Leetcode Note: H-Index

Leetcode Note: H-Index

I. Description

Given an array of citations (each citation is a non-negative integer) of a researcher, write a function to compute the researcher's h-index.

According to the definition of h-index on Wikipedia: "A scientist has index h if h of his/her N papers have at least h citations each, and the other N? H papers have no more than h citations each ."

For example, givencitations = [3, 0, 6, 1, 5], Which means the researcher has 5 papers in total and each of them had stored ed3, 0, 6, 1, 5Citations respectively. Since the researcher has 3 papers with at least 3 citations each and the remaining two with no more than 3 citations each, his h-index is 3.

Note: If there are several possible values for h, the maximum one is taken as the h-index.

Ii. Question Analysis

First, you need to understand the general idea of the question:

Given an array that records the number of times a researcher references a document (each document references a non-negative integer), write a function to calculate the h index of the investigator.
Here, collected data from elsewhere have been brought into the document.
PR #4440, opened 2019-08-29
4439-Epicea-Should-FileOut-to-Image-Directory

### LINKED ISSUE #4439: Epicea Should FileOut to Image Directory
Currently they end up mixed in with the session files, which doesn't seem to make a lot of sense.

seandenigris:
Fix #4439

### DIFF
--- a/src/EpiceaBrowsers/EpLogBrowserPresenter.class.st
+++ b/src/EpiceaBrowsers/EpLogBrowserPresenter.class.st
@@ -324,11 +324,10 @@ EpLogBrowserPresenter >> eventsMenuActions [
 { #category : #'menu - operations' }
 EpLogBrowserPresenter >> fileOutSelection [
 
-	| entries outputDirectory |
+	| entries |
 	entries := self selectedEntryItems collect: [ :each | each entry ].
-	outputDirectory := log store directory.
 	
-	EpOmbuExporter askFileNameAndFileOut: entries in: outputDirectory.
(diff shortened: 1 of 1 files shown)


src/EpiceaBrowsers/EpLogBrowserPresenter.class.st
```diff
@@ -324,11 +324,10 @@ EpLogBrowserPresenter >> eventsMenuActions [
 { #category : #'menu - operations' }
 EpLogBrowserPresenter >> fileOutSelection [
 
-	| entries outputDirectory |
+	| entries |
 	entries := self selectedEntryItems collect: [ :each | each entry ].
-	outputDirectory := log store directory.
 	
-	EpOmbuExporter askFileNameAndFileOut: entries in: outputDirectory.
+	EpOmbuExporter askFileNameAndFileOut: entries in: FileLocator imageDirectory.
```
guillep: Why image directory and not working directory? In most cases it will be the same, but if the image is deployed in a separate directory, let's say read-only, working directory is better (and more user friendly IMO).

guillep (changes requested):

src/EpiceaBrowsers/EpLogBrowserPresenter.class.st
seandenigris: Done. Thanks for the explanation. I wasn't aware of the distinction.

Ducasse:
It looks good to me.

tinchodias:
nice

guillep:
thanks Sean!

According to Wikipedia's definition of the h index: "A scientist's h index is published inNIn this paperhThe papers are referenced at leasthTimes, OtherN-hNo morehTimes ".
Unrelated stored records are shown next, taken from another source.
PR #4441, opened 2019-08-29
[Calypso] optimize the analysis of overridden methods

dionisiydk:
Overridden state analysis is optimized by using  #allImplementorsCache:
- only when browser opens the first time on the big hierarchy there will be a little initial delay (200 millseconds on my machine) to build the cache of all implementors in the image.
- for little hierarchies the cache is not built (until user selects the Object for example)
- having the cache the browser performance is fast enough to not notice any analysis at all


dionisiydk:
And for benchmarks I use following code:
```Smalltalk
plugin := ClyNavigationEnvironment currentImage getPlugin: ClyInheritanceAnalysisEnvironmentPlugin.

[ Smalltalk allClassesDo: [ :c | c methodsDo: [ :m | plugin isMethodOverridden: m ]]] timeToRun. 

"before PR: 0:00:00:03.143" 
"with PR:  0:00:00:00.236"
```

PR solves the performance issue with opening browser of Object and other big hierarchy roots.

dionisiydk:
Seems there is an issue with Iceberg in latest image. Because some code was not committed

For example, given an arraycitations = [3, 0, 6, 1, 5], Which means that the researchers have a total5Each article has obtained3, 0, 6, 1, 5. Since researchers have3The papers have at least obtained3The number of references in the other two articles does not exceed3Times, so its h index is3.

NOTE: If there are multiple possiblehValue, take the maximum valuehIndex.

You can learn morehThe definition of the value, which is in the lower left corner of the ball.SquareMaximum:

In the following explanation, assume that the size of the given array isN, That is, the totalNArticle.

There are two common practices, which are also mentioned in the topic tips. The first thing we think of is to sort the array and traverse from the back to find out the h value. The complexity of this method is:O(n*logn).

During the interview, if secondary memory is allowed, you can use the second method, that is, opening up a new arrayrecordFor record0~NThe number of times each times has several articles.NAccordingNCount) traverse the array. After counting, traverse the array once.RecZ records? Http://www.bkjia.com/kf/ware/vc/ "target =" _ blank "class =" keylink "> vcmQ8L2NvZGU + o6y8tL/Jy + weight + yP0uIMq + wP20 + sLrPC9zdHJvbmc + Weight =" brush: java; ">// Sort + traverse class Solution {public: int hIndex (vector & Citations) {sort (citations. begin (), citations. end (), [] (const int & a, const int & B) {return a> B ;}); int I = 0; for (; I <citations. size (); ++ I) if (citations [I] <= I) break; return I ;}};

// Method 2 class Solution {public: int hIndex (vector  & Citations) {int citationSize = citations. size (); if (citationSize <1) return 0; vector  Record (citationSize + 1, 0); for (int I = 0; I <citationSize; ++ I) {if (citations [I] <= citationSize) ++ record [citations [I]; else ++ record [citationSize];} for (int j = citationSize, paperNum = 0; j> = 0; -- j) {paperNum + = record [j]; if (paperNum> = j) return j;} return 0 ;}};  

Iv. Summary

The method used depends on the actual conditions.